If a manufacturer has not submitted a supplemental application for new use to the FDA, the manufacturer could begin disseminating information if it has done any of the following:

  • Certified that it has completed the necessary studies and that a supplemental application will be submitted within 6 months
  • Provided an adequate protocol and reasonable schedule for the necessary studies and certified that the application will be submitted within 36 months of the initial dissemination
  • Received an exemption from the requirement to submit an application on the grounds that the necessary studies would be unethical or economically prohibitive

Should the FDA determine that the additional information is not objective and balanced, it can require the manufacturer to provide additional objective and scientifically sound information or an objective statement prepared by the FDA as to the effectiveness or safety of the new proposed use. Manufacturers also have an ongoing responsibility of informing the FDA of additional information about the disseminated new drug uses, and the FDA has the right to order that the dissemination of the additional information cease in the event that off-label use is not effective or may pose a significant risk to public health.

General Guidelines

So, what is a pharmacist to do when a drug is prescribed for off-label use? Years ago, pharmacists simply did not question why a drug was prescribed, or whether it was for use unapproved by the FDA. Pharmacists now realize that they must ask why a medication was prescribed and must question its appropriateness before it is actually dispensed. Naturally, pharmacists also must realize that a prescription for an off-label use does not produce an automatic refusal to dispense. The American Academy of Pediatrics and other professional organizations have established guidelines for prescribing FDA-approved drugs for other uses than those listed in the FDA labeling. Considerations regarding such use generally encompass the following conditions:

  • The drug is approved by the FDA
  • The drug is recognized by the American Hospital Formulary Service Drug Information, the US Pharmacopoeia Dispensing Information, vol I, or 2 articles from major peer-reviewed journals that have been validated supporting the proposed use for the specific medical condition as safe and effective
  • It is medically necessary to treat the specific medical condition, such as a life-threatening or chronic condition
  • The off-label use is medically necessary and "noninvestigational"
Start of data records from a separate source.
Issue #660, opened 2022-07-09
Add DatasetNotFoundError for consistent error messages


adamjstewart:
### Summary

We should add a `torchgeo.datasets.utils.DatasetNotFoundError` class for consistent error messages when datasets aren't found.

### Rationale

There is currently very little consistency between the errors reported by different datasets. Some raise `RuntimeError`, others raise `FileNotFoundError`. There are dozens of different messages raised by each dataset with little commonality between the text. Some mention using `download=True`, others mention changing the root directory. Some print the root directory, others leave users guessing.

### Implementation

We should subclass `FileNotFoundError` and except the dataset instance as input. With this, we can check for `download` and `checksum` attributes to determine the appropriate message. Some possible formats include:
```python
# Has a `self.download` attribute
f"Dataset not found in `root={self.root}` and `download=False`, either specify a different `root` directory or use `download=True` to automatically download the dataset."

# Doesn't have a `self.download` attribute
f"Dataset not found in `root={self.root}`, either specify a different `root` directory or manually download the dataset."
```
This will also require consistent documentation in docstrings. Maybe something like:
```rst
# Has a ``self.download`` attribute
Raises:                                                                          
    FileNotFoundError: if ``download=False`` but dataset is not found            
        or checksums don't match          

# Doesn't have a ``self.download`` attribute
Raises:                                                                          
    FileNotFoundError: if dataset is not found   
```
Of course, we'll also need to update the tests as well.

### Alternatives

We could simply update everything to have common text, but things would rapidly become out of sync without a centralized class to standardize the error message. This also avoids code duplication.

PR #730, opened 2022-08-19
DataModules: pass kwargs directly to datasets

### LINKED ISSUE #666: Pass datamodule kwargs to datasets
### Summary

We should remove dataset-specific arguments from datamodules and instead pass them directly to the dataset through kwargs.

### Rationale

As an example, we'll look at `TropicalCycloneWindEstimation` and `CycloneDataModule`.

`TropicalCycloneWindEstimation` has a number of options that users may want to configure:

* root: root directory containing data
* split: train or test
* transforms: data augmentations to apply
* download: whether or not to download the dataset
* api_key: MLHUB_API_KEY
* checksum: whether or not to checksum the download

However, `CycloneDataModule` only exposes a subset of these:

* root_dir: different name for some reason
* api_key: MLHUB_API_KEY

If a user wants to, for example, automatically download the dataset, they have to modify the source code of `CycloneDataModule`. If we instead pass the `**kwargs` from `CycloneDataModule` directly to `TropicalCycloneWindEstimation`, we end up with less code duplication, more features, and greater consistency.

### Implementation

Here is what the change would look like for `CycloneDataModule`:
```diff
diff --git a/torchgeo/datamodules/cyclone.py b/torchgeo/datamodules/cyclone.py
index 9a97242..32db799 100644
--- a/torchgeo/datamodules/cyclone.py
+++ b/torchgeo/datamodules/cyclone.py
@@ -26,11 +26,9 @@ class CycloneDataModule(pl.LightningDataModule):
 
     def __init__(
         self,
-        root_dir: str,
         seed: int,
         batch_size: int = 64,
         num_workers: int = 0,
-        api_key: Optional[str] = None,
         **kwargs: Any,
     ) -> None:
         """Initialize a LightningDataModule for NASA Cyclone based DataLoaders.
@@ -45,11 +43,10 @@ class CycloneDataModule(pl.LightningDataModule):
                 downloaded
         """
         super().__init__()  # type: ignore[no-untyped-call]
-        self.root_dir = root_dir
         self.seed = seed
         self.batch_size = batch_size
         self.num_workers = num_workers
-        self.api_key = api_key
+        self.kwargs = kwargs
 
     def preprocess(self, sample: Dict[str, Any]) -> Dict[str, Any]:
         """Transform a single sample from the Dataset.
@@ -76,12 +73,7 @@ class CycloneDataModule(pl.LightningDataModule):
         This includes optionally downloading the dataset. This is done once per node,
         while :func:`setup` is done once per GPU.
         """
-        TropicalCycloneWindEstimation(
-            self.root_dir,
-            split="train",
-            download=self.api_key is not None,
-            api_key=self.api_key,
-        )
+        TropicalCycloneWindEstimation(split="train", **self.kwargs)
 
     def setup(self, stage: Optional[str] = None) -> None:
         """Create the train/val/test splits based on the original Dataset objects.
```
This should be done for all other datamodules.

### Alternatives

The alternative is to add new parameters to each datamodule as we need them. This results in an inconsistent API.

### Additional information

_No response_

adamjstewart:
Closes #666

### Pros

* Consistency: every datamodule now has the same kwargs as its corresponding dataset
* New features: this means that every datamodule now supports automatic downloads if its corresponding dataset does too
* No unused kwargs: previously, a typo in an argument or non-existent argument would go unnoticed, now it will raise an error
* Reduced code duplication: -140 lines of code

### Cons

* Backwards incompatibility, `root_dir` has been renamed to `root` for consistency
* Can no longer pass `root_dir` as the first positional arg, must be a keyword arg

To elaborate, the following are no longer valid:
```python
BigEarthNetDataModule('data/bigearthnet')
BigEarthNetDataModule(root_dir='data/bigearthnet')
```
Instead, users will need to use:
```python
BigEarthNetDataModule(root='data/bigearthnet')
```

### DIFF
--- a/conf/oscd.yaml
+++ b/conf/oscd.yaml
@@ -19,7 +19,7 @@ experiment:
     ignore_index: 0
   datamodule:
     root: "data/oscd"
-    batch_size: 32
+    train_batch_size: 32
     num_workers: 4
     val_split_pct: 0.1
     bands: "all"
--- a/conf/oscd.yaml
+++ b/conf/oscd.yaml
@@ -18,7 +18,7 @@ experiment:
     num_filters: 256
     ignore_index: 0
   datamodule:
-    root_dir: "data/oscd"
+    root: "data/oscd"
     batch_size: 32
     num_workers: 4
     val_split_pct: 0.1
--- a/torchgeo/datamodules/so2sat.py
+++ b/torchgeo/datamodules/so2sat.py
@@ -72,6 +72,8 @@ class So2SatDataModule(pl.LightningDataModule):
             band_set: Collection of So2Sat bands to use
             unsupervised_mode: Makes the train dataloader return imagery from the train,
                 val, and test sets
+            **kwargs: Additional keyword arguments passed to
+                :class:`~torchgeo.datasets.So2Sat`
         """
         super().__init__()
         self.batch_size = batch_size
--- a/torchgeo/datamodules/so2sat.py
+++ b/torchgeo/datamodules/so2sat.py
@@ -58,29 +58,24 @@ class So2SatDataModule(pl.LightningDataModule):
 
     def __init__(
         self,
-        root_dir: str,
         batch_size: int = 64,
         num_workers: int = 0,
-        bands: str = "rgb",
         unsupervised_mode: bool = False,
         **kwargs: Any,
     ) -> None:
         """Initialize a LightningDataModule for So2Sat based DataLoaders.
 
         Args:
-            root_dir: The ``root`` arugment to pass to the So2Sat Dataset classes
             batch_size: The batch size to use in all created DataLoaders
             num_workers: The number of workers to use in all created DataLoaders
-            bands: Either "rgb" or "s2"
             unsupervised_mode: Makes the train dataloader return imagery from the train,
                 val, and test sets
         """
         super().__init__()
-        self.root_dir = root_dir
         self.batch_size = batch_size
         self.num_workers = num_workers
-        self.bands = bands
         self.unsupervised_mode = unsupervised_mode
+        self.kwargs = kwargs
 
         self.norm = Normalize(self.band_means, self.band_stds)
 
@@ -97,7 +92,8 @@ class So2SatDataModule(pl.LightningDataModule):
         sample["image"] = self.norm(sample["image"])
         sample["image"] = sample["image"][self.reindex_to_rgb_first, :, :]
 
-        if self.bands == "rgb":
+        bands = self.kwargs.get("bands", "all")
+        if bands == "rgb":
             sample["image"] = sample["image"][:3, :, :]
 
         return sample
@@ -107,7 +103,7 @@ class So2SatDataModule(pl.LightningDataModule):
 
         This method is only called once per run.
         """
-        So2Sat(self.root_dir, checksum=False)
+        So2Sat(**self.kwargs)
 
     def setup(self, stage: Optional[str] = None) -> None:
         """Initialize the main ``Dataset`` objects.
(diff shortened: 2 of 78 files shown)


conf/oscd.yaml
```diff
@@ -18,8 +18,8 @@ experiment:
     num_filters: 256
     ignore_index: 0
   datamodule:
-    root_dir: "data/oscd"
-    batch_size: 32
```
adamjstewart, line 22: The OSCD data module has never had a `batch_size` parameter. The correct name is `train_batch_size`. This parameter was being ignored since we never actually used `kwargs` before.

torchgeo/datamodules/so2sat.py
```diff
@@ -58,29 +58,27 @@ class So2SatDataModule(pl.LightningDataModule):
 
     def __init__(
         self,
-        root_dir: str,
         batch_size: int = 64,
         num_workers: int = 0,
-        bands: str = "rgb",
+        band_set: str = "rgb",
```
adamjstewart, line 63: Renamed from `bands` to `band_set` to match `SEN12MSDataModule` and to remove ambiguity between `So2SatDataModule` and `So2Sat` where `bands` is a list of band names.

isaaccorley (dismissed):
I couldn't find any issues. lgtm this one was much needed.

adamjstewart:
Will give @calebrob6 a chance to review, no rush on this PR since it's going in 0.4.0.

calebrob6:
Agree that this was much needed -- I just don't like how it isn't obvious from the DataModule constructors that you need to pass a root parameter. Since every dataset will need a root parameter can't we just keep it in?

adamjstewart:
> Since every dataset will need a root parameter

In theory, we could someday have datasets without a root parameter (streaming data from Azure/AWS for example). But yes, all of our current datasets have one.

> I just don't like how it isn't obvious from the DataModule constructors that you need to pass a root parameter... can't we just keep it in?

We could keep it in and forward it like we used to. Or we could properly document the available kwargs, or the fact that kwargs will be forwarded. Or both.

calebrob6:
Properly document the available kwargs seems best to me

adamjstewart:
@calebrob6 check out the docs for the latest version and see if that's better. The alternative would be to make a formal doc section like:
```rst
Initialize a LightningDataModule for BigEarthNet based DataLoaders.           
                                                                                         
Args:                                                                            
    batch_size: The batch size to use in all created DataLoaders                 

Keyword Args:
    split: train/val/test split to load                                          
    bands: load Sentinel-1 bands, Sentinel-2, or both. one of {s1, s2, all}      
    num_classes: number of classes to load in target. one of {19, 43}            
    download: if True, download dataset and store it in the root directory       
    checksum: if True, check the MD5 of the downloaded files (may be slow)
```
but that ends up with a lot of duplication and becomes harder to maintain.

adamjstewart:
Closing/reopening to try to kick off CLA bot.

adamjstewart:

calebrob6:
This looks like a good compromise on documentation. What if we specially check for "root" in kwargs and raise a helpful error message if it isn't included? My worry is that if a user doesn't add `root` they'll get an error message from the Dataset object which might be confusing.

calebrob6:
(or warning)

adamjstewart:
The stack trace will tell them the full path the code took to raise that error (not necessarily clear to a non-programmer though). `root` isn't required, all datasets have a default `root`. If anyone ever implements #660 the error message will be a bit more helpful for datasets that don't already explain what `root` is set to.

calebrob6:
It only needs to be a message on the datasets that do have root, right?

adamjstewart:
At the moment this is every dataset.

calebrob6 (approved):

Role of Health Care Practitioners

The practice of prescribing off label is a decision to be made by the treating health care practitioner based on data available on the drug and the clinical status of a patient. The decision to do so certainly carries risks and may expose a practitioner to legal action involving negligent use of a drug that may be ineffective or unsafe. In fact, the labeling of the drug may not be comprehensive enough to cover special monitoring or adverse effects.

Yet, in many cases off-label use has become the standard of care. A failure to follow this standard could be considered negligent care, because the practice is necessary for life-threatening illnesses where the benefits may outweigh the risks. Off-label use of drugs will continue to be an integral part of medicine, and pharmacists can continue to dispense drugs for purposes not officially approved by the FDA but based on sound scientific evidence and published literature.